The problem with using the 1.4x TC is that the 70-200 becomes a 100-280 f/4...limited a bit at each end, certainly not any sharper (and I say less sharp) than the bare 70-300L. If he's using it on a crop camera like the 70D, it's really more like 140mm at the wide end. I personally find that when I am using a zoom, I use it all over the range, and not just at the long end. It's really just a pricey lens that is not all that useful as a walkaround, it's more of a status symbol. You want to feel like you're a pro photo journalist, so you buy what they use. But they aren't shooting wildlife or anything at an extreme distance. Rather they are trying to get as close as they can, and when they can't get close enough, they can go out to 200mm. It's really better for close range portraiture, than for wildlife, in my opinion. Another plus for the 70-300L, is it is actually f/5 up to 220mm, so it's not that much slower than f/4. It's also f/4 up to 100mm, and f/4.5 up to 150 or 160mm. It autofocuses pretty fast, I doubt it is much slower, if any, than the 70-200 f/2.8 ii, with a 1.4x iii on it. The 70-200 f/4 (non-IS) that I had for 4 years, autofocused a bit faster, but it wasn't a huge difference. The body you're using it on makes more difference, regarding the AF speed.


----------



## Random Orbits (Mar 19, 2014)

CarlTN said:


> The problem with using the 1.4x TC is that the 70-200 becomes a 100-280 f/4...limited a bit at each end, certainly not any sharper (and I say less sharp) than the bare 70-300L. If he's using it on a crop camera like the 70D, it's really more like 140mm at the wide end. I personally find that when I am using a zoom, I use it all over the range, and not just at the long end. It's really just a pricey lens that is not all that useful as a walkaround, it's more of a status symbol. You want to feel like you're a pro photo journalist, so you buy what they use. But they aren't shooting wildlife or anything at an extreme distance. Rather they are trying to get as close as they can, and when they can't get close enough, they can go out to 200mm. It's really better for close range portraiture, than for wildlife, in my opinion. Another plus for the 70-300L, is it is actually f/5 up to 220mm, so it's not that much slower than f/4. It's also f/4 up to 100mm, and f/4.5 up to 150 or 160mm. It autofocuses pretty fast, I doubt it is much slower, if any, than the 70-200 f/2.8 ii, with a 1.4x iii on it. The 70-200 f/4 (non-IS) that I had for 4 years, autofocused a bit faster, but it wasn't a huge difference. The body you're using it on makes more difference, regarding the AF speed.
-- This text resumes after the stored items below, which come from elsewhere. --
PR #5185, opened 2019-03-29
Tagged template literal AST

helixbass:
@GeoffreyBooth PR for `TaggedTemplateLiteral` AST

### DIFF
--- a/src/nodes.coffee
+++ b/src/nodes.coffee
@@ -949,6 +949,12 @@ exports.StringLiteral = class StringLiteral extends Literal
     unquoted = unquoted.replace /\\n/g, '\n' if csx
     unquoted
 
+  # `StringLiteral`s can represent either entire literal strings
+  # or pieces of text inside of e.g. an interpolated string.
+  # When parsed as the former but needing to be treated as the latter
+  # (e.g. the string part of a tagged template literal), this will return
+  # a copy of the `StringLiteral` with the quotes trimmed from its location
+  # data (like it would have if parsed as part of an interpolated string).
   withoutQuotesInLocationData: ->
     endsWithNewline = @originalValue[-1..] is '\n'
     locationData = Object.assign {}, @locationData
--- a/src/nodes.coffee
+++ b/src/nodes.coffee
@@ -949,6 +949,28 @@ exports.StringLiteral = class StringLiteral extends Literal
     unquoted = unquoted.replace /\\n/g, '\n' if csx
     unquoted
 
+  withoutQuotesInLocationData: ->
+    endsWithNewline = @originalValue[-1..] is '\n'
+    locationData = Object.assign {}, @locationData
+    locationData.first_column          += @quote.length
+    if endsWithNewline
+      locationData.last_line -= 1
+      locationData.last_column =
+        if locationData.last_line is locationData.first_line
+          locationData.first_column + @originalValue.length - '\n'.length
+        else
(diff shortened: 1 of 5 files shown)


src/nodes.coffee
```diff
@@ -949,6 +949,28 @@ exports.StringLiteral = class StringLiteral extends Literal
     unquoted = unquoted.replace /\\n/g, '\n' if csx
     unquoted
 
+  withoutQuotesInLocationData: ->
```
helixbass: This is more of the "actual string literal" vs "text chunk inside interpolation" business

Basically, a `TaggedTemplateLiteral` always wants its "string" to be a `StringWithInterpolations`, but if it's a simple non-interpolated string eg `a"b"`, it'll have been parsed as a `StringLiteral` so a conversion from `StringLiteral` -> `StringWithInterpolations` is required

And the existing version of that conversion didn't assign accurate location data

src/nodes.coffee
```diff
@@ -949,6 +949,28 @@ exports.StringLiteral = class StringLiteral extends Literal
...
+    endsWithNewline = @originalValue[-1..] is '\n'
+    locationData = Object.assign {}, @locationData
+    locationData.first_column          += @quote.length
+    if endsWithNewline
```
helixbass: This calculation of `last_line`/`last_column` gets a little hairy (it actually has become irrelevant to AST generation since `last_line_exclusive`/`last_column_exclusive` were introduced but still might as well be completely accurate with location data)

So I added some tests to `test/location.coffee`

src/nodes.coffee
```diff
@@ -1906,12 +1928,19 @@ exports.RegexWithInterpolations = class RegexWithInterpolations extends Base
 
 exports.TaggedTemplateCall = class TaggedTemplateCall extends Call
   constructor: (variable, arg, soak) ->
-    arg = new StringWithInterpolations Block.wrap([ new Value arg ]) if arg instanceof StringLiteral
+    arg = StringWithInterpolations.fromStringLiteral arg if arg instanceof StringLiteral
```
helixbass: This is the existing `StringLiteral` -> `StringWithInterpolations` conversion (which didn't assign correct location data)

I think modeling this as a static method "pseudo-constructor" `StringWithInterpolations::fromStringLiteral()` seems appropriate

And `StringWithInterpolations::fromStringLiteral()` will see reuse when we cover JSX text content

src/nodes.coffee
```diff
@@ -4469,6 +4498,12 @@ exports.StringWithInterpolations = class StringWithInterpolations extends Base
   constructor: (@body, {@quote, @startQuote} = {}) ->
     super()
 
+  @fromStringLiteral: (stringLiteral) ->
+    updatedString = stringLiteral.withoutQuotesInLocationData()
+    updatedStringValue = new Value(updatedString).withLocationDataFrom updatedString
+    new StringWithInterpolations Block.wrap([updatedStringValue]), quote: stringLiteral.quote
+    .withLocationDataFrom stringLiteral
```
helixbass: Basically, the `StringWithInterpolations`'s location data should include the quotes but the inner "text-chunk" `StringLiteral`'s location data shouldn't include the quotes

src/nodes.coffee
GeoffreyBooth: I feel like some of this explanation should probably go in comments in the code? Like a reminder of why this method exists and when one should use it?

helixbass: Sure, added an explanatory comment

PR #5187, opened 2019-03-30
JSX content AST

helixbass:
@GeoffreyBooth PR for AST for JSX element content (text, JSX expressions, nested JSX elements)

### DIFF
--- a/src/nodes.coffee
+++ b/src/nodes.coffee
@@ -1503,10 +1503,10 @@ exports.CSXIdentifier = class CSXIdentifier extends IdentifierLiteral
   astType: -> 'JSXIdentifier'
 
 exports.CSXExpressionContainer = class CSXExpressionContainer extends Base
-  constructor: (@expression) ->
+  constructor: (@expression, {locationData} = {}) ->
     super()
     @expression.csxAttribute = yes
-    @locationData = @expression.locationData
+    @locationData = locationData ? @expression.locationData
 
   children: ['expression']
 
@@ -1518,6 +1518,24 @@ exports.CSXExpressionContainer = class CSXExpressionContainer extends Base
   astProperties: ->
     return
       expression: @expression.ast()
+
+exports.CSXEmptyExpression = class CSXEmptyExpression extends Base
+  astType: -> 'JSXEmptyExpression'
+
+exports.CSXText = class CSXText extends Base
+  constructor: (stringLiteral) ->
+    super()
+    @value = stringLiteral.unquote yes, yes
+    @locationData = stringLiteral.locationData
+
+  astType: -> 'JSXText'
+
+  astProperties: ->
+    return {
+      @value
+      extra:
+        raw: @value
+    }
 
 exports.CSXAttribute = class CSXAttribute extends Base
   constructor: ({@name, value}) ->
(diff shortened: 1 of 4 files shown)


src/nodes.coffee
```diff
@@ -1695,14 +1713,38 @@ exports.CSXElement = class CSXElement extends Base
 
     {openingFragment, closingFragment}
 
+  contentAst: (o) ->
```
helixbass: Took the approach of having the `CSXElement` parent be responsible (during AST generation) for extracting the relevant individual children and eg instantiating new `CSXText`/`CSXEmptyExpression` node classes (only used currently for AST generation)

src/nodes.coffee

The 70-200L II can also take a 2x and still AF. You can stick a Canon 1.4x III on the 70-300L but the OP won't be able to AF (f/8 on the 70D) and he won't be able to use much of the shorter range either because the rear element of the 70-300L interferes with the TC. The kenko TC is an option, but then you can't AFMA else you might lock it up. The 70-200L II is a lens of choice if weight and cost are not issues. It's a superlative portrait lens and is easier to use indoors because it is f/2.8 and gets you to comparable IQ to the 70-300L near 300mm while being a stop faster, and can get you to 400mm with slightly worse IQ (albeit slower AF) than the 100-400.

I used both the 70-200L II and the 70-300L on a 7D, 5D II and a 5D III. Servo AF is much better with the 70-200L II (same body). The smaller max aperture of the 70-300L also causes it to fail to lock in one shot AF as well. Tried taking a shot of a wet seal on bright sunny day, and the AF would not lock on the seal with the 70-300L. Had to lock on something at the same distance instead. The 70-200L II can use the more sensitive AF baselines, and it mattered in that case.


----------



## expatinasia (Mar 20, 2014)

Random Orbits said:


> The 70-200L II can also take a 2x and still AF. You can stick a Canon 1.4x III on the 70-300L but the OP won't be able to AF (f/8 on the 70D) and he won't be able to use much of the shorter range either because the rear element of the 70-300L interferes with the TC. The kenko TC is an option, but then you can't AFMA else you might lock it up.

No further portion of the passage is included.